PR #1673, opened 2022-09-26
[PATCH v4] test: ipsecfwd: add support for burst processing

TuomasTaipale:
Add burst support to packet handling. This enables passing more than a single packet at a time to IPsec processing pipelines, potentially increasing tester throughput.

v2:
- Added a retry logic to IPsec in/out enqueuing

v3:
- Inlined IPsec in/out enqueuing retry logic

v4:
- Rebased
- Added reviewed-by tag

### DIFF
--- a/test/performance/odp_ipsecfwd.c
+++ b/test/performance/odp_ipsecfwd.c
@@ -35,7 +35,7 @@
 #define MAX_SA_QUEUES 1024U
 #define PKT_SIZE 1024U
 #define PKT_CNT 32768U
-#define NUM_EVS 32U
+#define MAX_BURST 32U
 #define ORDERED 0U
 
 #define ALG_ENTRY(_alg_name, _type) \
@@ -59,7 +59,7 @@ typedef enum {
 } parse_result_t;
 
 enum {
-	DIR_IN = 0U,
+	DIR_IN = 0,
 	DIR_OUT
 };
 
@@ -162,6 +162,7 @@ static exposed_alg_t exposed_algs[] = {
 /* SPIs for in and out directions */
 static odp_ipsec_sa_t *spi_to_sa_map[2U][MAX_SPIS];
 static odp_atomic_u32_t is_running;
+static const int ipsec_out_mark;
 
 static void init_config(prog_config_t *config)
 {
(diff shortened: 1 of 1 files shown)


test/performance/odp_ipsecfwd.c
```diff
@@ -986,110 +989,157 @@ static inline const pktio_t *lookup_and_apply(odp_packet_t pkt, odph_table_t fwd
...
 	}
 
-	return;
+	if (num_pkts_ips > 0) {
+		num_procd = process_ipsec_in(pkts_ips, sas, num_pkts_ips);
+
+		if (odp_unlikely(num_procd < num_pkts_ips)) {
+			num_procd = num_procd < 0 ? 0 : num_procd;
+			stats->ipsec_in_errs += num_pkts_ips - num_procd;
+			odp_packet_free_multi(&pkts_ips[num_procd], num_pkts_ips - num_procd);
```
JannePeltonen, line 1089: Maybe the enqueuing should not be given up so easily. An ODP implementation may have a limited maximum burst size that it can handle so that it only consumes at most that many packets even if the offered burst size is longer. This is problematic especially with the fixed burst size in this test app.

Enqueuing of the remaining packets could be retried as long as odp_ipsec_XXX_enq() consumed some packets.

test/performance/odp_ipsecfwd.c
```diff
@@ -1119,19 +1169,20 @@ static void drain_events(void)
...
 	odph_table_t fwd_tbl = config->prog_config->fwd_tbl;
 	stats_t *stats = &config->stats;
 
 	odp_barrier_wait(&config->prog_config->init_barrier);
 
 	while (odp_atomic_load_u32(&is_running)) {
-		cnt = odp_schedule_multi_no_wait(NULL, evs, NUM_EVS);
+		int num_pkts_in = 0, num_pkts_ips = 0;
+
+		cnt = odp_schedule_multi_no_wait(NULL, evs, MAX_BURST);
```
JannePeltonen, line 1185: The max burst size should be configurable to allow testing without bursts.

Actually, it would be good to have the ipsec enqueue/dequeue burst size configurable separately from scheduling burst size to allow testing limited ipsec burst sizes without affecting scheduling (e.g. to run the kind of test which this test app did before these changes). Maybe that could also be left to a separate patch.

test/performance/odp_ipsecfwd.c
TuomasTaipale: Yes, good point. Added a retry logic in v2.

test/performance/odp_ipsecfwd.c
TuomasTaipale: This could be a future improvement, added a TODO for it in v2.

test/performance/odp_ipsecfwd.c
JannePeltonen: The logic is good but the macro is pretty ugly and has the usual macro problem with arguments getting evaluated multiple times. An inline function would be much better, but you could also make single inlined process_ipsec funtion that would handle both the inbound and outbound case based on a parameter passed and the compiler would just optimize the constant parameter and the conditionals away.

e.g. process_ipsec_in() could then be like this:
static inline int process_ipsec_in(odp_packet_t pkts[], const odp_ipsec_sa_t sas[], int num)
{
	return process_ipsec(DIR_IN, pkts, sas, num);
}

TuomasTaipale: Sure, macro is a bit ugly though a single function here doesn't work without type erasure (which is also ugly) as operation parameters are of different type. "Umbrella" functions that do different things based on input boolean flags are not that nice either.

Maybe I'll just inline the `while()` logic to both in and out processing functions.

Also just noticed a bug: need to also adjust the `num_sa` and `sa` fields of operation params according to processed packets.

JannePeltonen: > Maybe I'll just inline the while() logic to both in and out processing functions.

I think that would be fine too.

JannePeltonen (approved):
==
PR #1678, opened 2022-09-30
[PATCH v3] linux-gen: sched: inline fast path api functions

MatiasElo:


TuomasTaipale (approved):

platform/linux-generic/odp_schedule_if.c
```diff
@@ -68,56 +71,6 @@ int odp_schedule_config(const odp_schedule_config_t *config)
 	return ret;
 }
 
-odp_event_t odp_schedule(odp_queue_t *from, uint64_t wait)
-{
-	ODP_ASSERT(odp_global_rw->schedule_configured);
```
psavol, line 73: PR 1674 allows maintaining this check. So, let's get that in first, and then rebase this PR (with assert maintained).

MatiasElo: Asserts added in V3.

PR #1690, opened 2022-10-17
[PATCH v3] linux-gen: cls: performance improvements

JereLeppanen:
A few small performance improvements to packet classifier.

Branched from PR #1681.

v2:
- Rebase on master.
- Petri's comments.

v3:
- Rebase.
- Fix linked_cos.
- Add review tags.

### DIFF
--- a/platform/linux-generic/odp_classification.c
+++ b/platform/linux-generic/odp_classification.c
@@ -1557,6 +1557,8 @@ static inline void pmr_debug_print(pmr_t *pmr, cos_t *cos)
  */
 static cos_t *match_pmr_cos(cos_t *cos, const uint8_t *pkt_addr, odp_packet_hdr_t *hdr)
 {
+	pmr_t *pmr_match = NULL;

WORK ORDER –
Could you return exactly the lines above from the line with "#define PKT_CNT 32768U" to the line with "out directions */", both included, and nothing else?

OUTPUT FOR THIS EXERCISE –
 #define PKT_CNT 32768U
-#define NUM_EVS 32U
+#define MAX_BURST 32U
 #define ORDERED 0U
 
 #define ALG_ENTRY(_alg_name, _type) \
@@ -59,7 +59,7 @@ typedef enum {
 } parse_result_t;
 
 enum {
-	DIR_IN = 0U,
+	DIR_IN = 0,
 	DIR_OUT
 };
 
@@ -162,6 +162,7 @@ static exposed_alg_t exposed_algs[] = {
 /* SPIs for in and out directions */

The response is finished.